Non-Exponential Passage Times (Erlang Distribution)

For many diseases, it is unrealistic to assume that the duration of the infectious period is exponentially distributed. A more realistic assumption is often a Gamma distribution with an integer shape parameter, also known as an Erlang distribution.

In SimInf, the Erlang distribution can be implemented by splitting the infectious stage into a sequence of k independent compartments (I_1, I_2, \dots, I_k). An individual must pass through each stage sequentially before recovering. This results in a waiting time that follows an Erlang distribution with shape k.

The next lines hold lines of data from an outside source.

PR #2332, opened 2024-03-19
[MCR-3996] link rates chooser default and filter values

ruizajtruss:
## Summary
This pr prepopulates the select field with existing linked rates

#### Related issues
[MCR-3996](https://jiraent.cms.gov/browse/MCR-3996)

## QA guidance

1. Navigate to the rate details page for a contract with an existing rate(s)
2. Select Yes
3. field should populate with existing rates if any

### DIFF
--- a/services/app-web/src/pages/LinkYourRates/LinkRateSelect.tsx
+++ b/services/app-web/src/pages/LinkYourRates/LinkRateSelect.tsx
@@ -30,39 +30,46 @@ export const LinkRateSelect = ({
     const user = loggedInUser as StateUser
     const statePrograms = user.state.programs
 
-    const rateNames = data?.indexRates.edges.map((edge) => {
-        const revision = edge.node.revisions[0]
-        return {
-            value: revision.id,
-            label: (
-                <>
-                    <strong>{revision.formData.rateCertificationName}</strong>
-                    <div style={{ lineHeight: '50%', fontSize: '14px' }}>
-                        <p>
-                            Programs:&nbsp;
-                            {programNames(
-                                statePrograms,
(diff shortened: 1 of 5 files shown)


pearl-truss:
@ruizajtruss I'm seeing the same issue with other linkable rates not appearing in the dropdown

services/app-web/src/pages/LinkYourRates/LinkRateSelect.tsx
```diff
@@ -106,15 +115,23 @@ export const LinkRateSelect = ({
         }
     }
 
+    //Need this to make the label searchable since it's buried in a react element
+    // eslint-disable-next-line @typescript-eslint/no-explicit-any
+    const filterOptions = ({ label }: any, input: string) =>
```
macrael, line 120: what does this do?

macrael (commented):
I made default value work in my PR, can you see if your work is necessary now?

services/app-web/src/pages/LinkYourRates/LinkRateSelect.tsx
ruizajtruss: You can use `filterOption` to customize how the search filtration logic works for the dropdown menu. The dropdown menu search works on label and value _strings _ but the label is currently a react element. So I leveraged the filterOptions prop to dig into the react element so it can search by the rate name. I had to include `.toLowerCase()` to keep it case-insensitive as well.

ruizajtruss:
> I made default value work in my PR, can you see if your work is necessary now?

Went over this and paired with Hana as well, decided to scrap this PR 🎉

PR #2337, opened 2024-03-22
Fix another problemTealium load

haworku:
## Summary
My last fixed addressed what it should have (initial page loads work). However, it caused regression with subsequent page load functionality. Did more messing with the function calls to get both working again. 

The burden of making changes and waiting to production to verify is obnoxious. I couldn't think of a good enough reason why review apps can't also send analytics (sure it pollutes the dev analytics data... but we aren't checking that). By allowing review apps to send analytics it makes it easier for someone in code review to actually check it works and speed feedback loop.

#### Related issues
This is based on further follow up from the BlastAnalytics team in the CMS slack 

#### Test cases covered
- n/a

## QA guidance
- Add a breakpoint at the `utag.view` function call inside new `callUTagView` function in dev tools on the review app
- This breakpoint should be hit every time we change pages on the application.

### DIFF
--- a/services/app-web/src/hooks/useTealium.ts
+++ b/services/app-web/src/hooks/useTealium.ts
@@ -40,9 +40,9 @@ const useTealium = (): {
     // this effect should only fire on initial app load
     useEffect(() => {
         // Do not add tealium for local dev or review apps
-        if (process.env.REACT_APP_AUTH_MODE !== 'IDM') {
-            return
-        }
+        // if (process.env.REACT_APP_AUTH_MODE !== 'IDM') {
+        //     return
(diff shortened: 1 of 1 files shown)


haworku:
Ugh I'm seeing this firing multiple times for certain page loads now. For example clicking "start new submission" makes it get evaluated three times.  Going to try to figure out whats going on thats causing unnecessary re-renders thats a problem  (i bet its the page heading context). This is an issue for the app in general not just for analytics.

pearl-truss (approved):

mojotalantikite (approved):

PR #2340, opened 2024-03-25
fix ReviewSubmitV2: Hide shared rates across submission when linked rates flag is on 

haworku:
## Summary
We want to show the legacy UI (rates across submissions) only for the submission summary experience. This is for historical data reasons.

For unlocked contracts currently being edited - e.g. Review and Submit - let's hide the old SHARED tag and related submissions field in the documents table.

#### Related issues
product/design review on 
https://jiraent.cms.gov/browse/MCR-3886

#### Test cases covered
- renders shared rate certifications when submission is locked
- does not render shared rate cert info if submission is being unlocked and being edited

## QA guidance
- Look at legacy submission that has the old "rates across submissions" feature - such as[ MCR-MN-016](https://d25pfhkipqgt0p.cloudfront.net/submissions/4a1e13c9-1678-4a01-8d9c-fda00c694d68)
- See shared tag should be visible and linked submissions column is present
- Turn ON linked rates field
-  See shared tag should NOT be visible and linked submissions column will NOT be present on ReviewSubmitb2

### DIFF
--- a/services/app-web/src/pages/StateSubmission/ReviewSubmit/V2/ReviewSubmit/RateDetailsSummarySectionV2.test.tsx
+++ b/services/app-web/src/pages/StateSubmission/ReviewSubmit/V2/ReviewSubmit/RateDetailsSummarySectionV2.test.tsx
@@ -754,30 +754,25 @@ describe('RateDetailsSummarySection', () => {
         ).toBeNull()
     })
 
-    it('renders all necessary information for documents with shared rate certifications', async () => {
-        const draftContract = mockContractPackageDraft()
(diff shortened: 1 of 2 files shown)


ruizajtruss (approved):
LGTM!

macrael (approved):
makes sense. And so for future submitted rates that don't have this field, refreshPackagesWIthSharedRateCert will return undefined, right?

haworku:
@macrael yes! from reading the code that what is expected. we can easily confirm this once we have ability to submit new rates and submit unlocked rates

Let us illustrate this with an SIR model where the infectious period follows an Erlang distribution with shape k=4. We define four infectious compartments: I_1, I_2, I_3, I_4.

The transitions are:

  1. Infection: Susceptible individuals move to the first infectious stage (I_1).
  2. Progression: Individuals move from I_1 \to I_2 \to I_3 \to I_4 at rate \gamma.
  3. Recovery: Individuals move from I_4 \to R at rate \gamma.

In mparse syntax:

Notice that we can define variables that depend on other variables. Here, we first define I as the sum of all infectious stages, and then use I to calculate the total population N. This modular approach keeps the transition expressions clean and avoids repetitive calculations.

transitions <- c(
  "S -> N > 0 ? beta * S * I / N : 0 -> I1",
  "I1 -> gamma * I1 -> I2",
  "I2 -> gamma * I2 -> I3",
  "I3 -> gamma * I3 -> I4",
  "I4 -> gamma * I4 -> R",
  "I <- I1 + I2 + I3 + I4",
  "N <- S + I + R"
)

Note that the force of infection depends on the total number of infected individuals I1+I2+I3+I4, but the progression happens step-by-step.

Let us define the parameters and initial conditions. We start with 5 individuals in the first infectious stage (I1).

model <- mparse(
  transitions = transitions,
  compartments = c("S", "I1", "I2", "I3", "I4", "R"),
  gdata = c(beta = 0.16, gamma = 0.077),
  u0 = data.frame(S = 100, I1 = 5, I2 = 0, I3 = 0, I4 = 0, R = 0),
  tspan = 1:100
)

We run the simulation and plot the results. The trajectory will show the infection spreading through the stages (I1 to I4) before individuals recover.

set.seed(3)
result <- run(model)
plot(result)
**Figure 8.** One realization of a stochastic SIR model with an Erlang-distributed infectious period (shape=4). The trajectory shows the infection progressing sequentially through the four infectious stages (`I1 -> I2 -> I3 -> I4`) before individuals recover.

Figure 8. One realization of a stochastic SIR model with an Erlang-distributed infectious period (shape=4). The trajectory shows the infection progressing sequentially through the four infectious stages (I1 -> I2 -> I3 -> I4) before individuals recover.

To analyze the results, we can calculate the prevalence of infection, which is the proportion of individuals in any of the infectious stages (I1+I2+I3+I4). As described in Post-process data in a trajectory vignette, the plot() function allows us to specify a formula where the left-hand side defines the “cases” and the right-hand side defines the “at-risk” population.

plot(result, I1 + I2 + I3 + I4 ~ ., col = "blue", lwd = 2, ylab = "Prevalence")
**Figure 9.** Prevalence of infection over time, calculated as the sum of individuals in all infectious stages (`I1 + I2 + I3 + I4`). This demonstrates how to aggregate multiple compartments to track the total burden of disease in a stage-structured model.

Figure 9. Prevalence of infection over time, calculated as the sum of individuals in all infectious stages (I1 + I2 + I3 + I4). This demonstrates how to aggregate multiple compartments to track the total burden of disease in a stage-structured model.

This example demonstrates how mparse makes it easy to extend basic models to include more realistic biological assumptions, such as non-exponential waiting times, without writing any C code.